She was the apple of their eye and in recent days with the news of two of Aurora Jordan's children dying, one at birth and the other in much more serious circumstances, Laurel and Peter Ward held their little granddaughter a little closer thanking their lucky stars she too hadn't perished in the accident with her parents.
After the appointment, Laurel and Samantha headed to Dr. Ward's office in the East wing of Welshport Hope Hospital for a quick hello.
Dr. Ward, was deep in thought reading over patient files attempting to figure out what in the world he was reading. His tugged on his thick white beard with a pencil in his mouth confused at the numbers on the charts. They were Evie's charts. Her medication was clearly safe, but what she ingested, a much larger amount of what Nik had prescribed, was lethal.

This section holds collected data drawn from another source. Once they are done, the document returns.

PR #392, opened 2020-10-26
Page review spacing [NP-1030]

davidrapson:
Fixes spacing on page review date. Previously the page review styles were fighting with paragraph-s styles. As part of this PR I've:

- Migrated the page review component to the new docs format
- Added paragraph style mixins to allow more granular sharing of text styles (making a distinction between shared _formatting_ and shared _spacing_)
- Fixed BEM conventions within the page review component

Fixes NP-1030

PR #394, opened 2020-10-26
feature: translations [NP-974]

baseonmars:
This PR replaces hard coded strings and CSS translations with Rails I18n compatible translation strings.

- [x] actually translate the welsh


haml/_footer.html.haml
```diff
@@ -77,10 +77,6 @@
       = render "@citizensadvice/design-system/haml/logo_clickable", locals: { root_path: root_path }
       %div
         %p.paragraph-s
-          Copyright ©2020 Citizens Advice. All rights reserved.
+          t('cads.shared.copywrite')
```
davidrapson, line 80: `copyright` instead of `copywrite`?

locales/en.yml
```diff
@@ -3,3 +3,38 @@ en:
...
+      important: Important
+      adviser: Adviser
+    form:
+      optional: optional
+    logo:
+      title: Citizens Advice homepage
+    oisc_warning:
+      close: Close this warning
+    page_review:
+      body_html: Page last reviewed on <span class="cads-page-review-date">%{date}</span>
```
davidrapson, line 19: Could we avoid having HTML in the translations? I've also just updated this markup as part of https://github.com/citizensadvice/design-system/pull/392 which would conflict with this. This could probably be:

```
page_review
  last_reviewed: Page last reviewed on
```

davidrapson (changes requested):
👍 Looks great, couple of :neckbeard: nit picks but fab work. (Hope this isn't too pre-emptive)

locales/en.yml
baseonmars: It's a good idea to have HTML in the translation so that the full context of the translation is taken into account by the translator. 

Are you sure that the correct localisation in welsh would put the date as the last item in the sentence?

haml/_footer.html.haml
baseonmars: yes! 🤦‍♂️

locales/en.yml
davidrapson: Ah interesting. Fairly sure in the case of Welsh the construction is the same, but I take your point. I still think it makes things brittle, but I reckon the part I object to most is having _class names_ in here. Looking at the component all `cads-page-review-date` does is make the text bold, so perhaps this could be:

page_review:
      body_html: Page last reviewed on <strong>%{date}</strong>

haml/_website_feedback.html.haml
```diff
@@ -1,3 +1,3 @@
 %p.paragraph-s.cads-website-feedback
-  %a{href: 'https://www.research.net/r/J8PLH2H', title: "Let us know", target: "_blank"}> Is there anything wrong with this page? Let us know
+  %a{href: 'https://www.research.net/r/J8PLH2H', target: "_blank", rel: "noopener"}= "#{t('cads.website_feedback.body')} "
```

It didn't make sense why the nurse would have read it wrong.
The truth, of course, was incredible and shrouded in the witchcraft of Jacqueline Gray who had shape-shifted into the body of the nurse. Evie was not dead but in a sleep,-like state buried alive; Jacqueline's heinous effort to keep Sebastian and Evie apart forever.
"Knock, knock!" Laurel said entering the room in a gust of navy blue and black holding tightly to the young Samantha.
"Oh! Come in, come in! What a surprise!" Ward said, finding his wife and granddaughter's faces a much needed escape from Evie's charts.
"We wouldn't dare come to the hospital without seeing our favorite Doctor, now would we?" Laurel joked with little Samantha.
"Well you're both a sight for sore eyes."
"Yes, I noticed you were nose deep in those papers. Anything wrong?" Laural asked.
Peter inhaled deeply "They're Evie Jordan-Lord's charts. The medical records that show what Dr. Jordan prescribed and what was given to her after we tested her blood. The levels are off just as we all suspected but ... well I shouldn't be telling you this, but Dr. Jordan's writing wasn't confusing to read. It's clear as day what he ordered. So for the life of me Laurel, I can't understand why the Nurse would make just a grievous mistake on Evie's medication."
Laurel lifted her brow as little Samantha fussed with the big bow around Laurel's neck.
"So this nurse, she did it on purpose?" She asked.
"It seems that way. Why else would she do it? And we'll never know." Dr. Ward replied.
"That's right she took her own life soon after taking Evie's. My god, such a dark tragedy." Laurel replied. "It's as if ... well, it's silly but its as if that whole family and anyone who's apart of it is terribly cursed. Since they day I met them, I cannot remember a single moment of their happiness."
"When you and Rebecca were friends, you already had a sense of their misfortune, did you?" Peter wondered.
"I did." Laurel replied. "I was there working in the mansion when little Vivi died."
Peter reached for his wife's hand seeing her face recall the awful history of the littlest Lord child dying when she was not older than Samantha.
"They certainly do have their troubles, the Lord." Peter replied as Samantha giggled and reached for her grandfather who happily took her in his big arms. "Since you're here would you ever think of going over to Churchill Green and seeing Rebecca? I'm sure she'd love to see a familiar face."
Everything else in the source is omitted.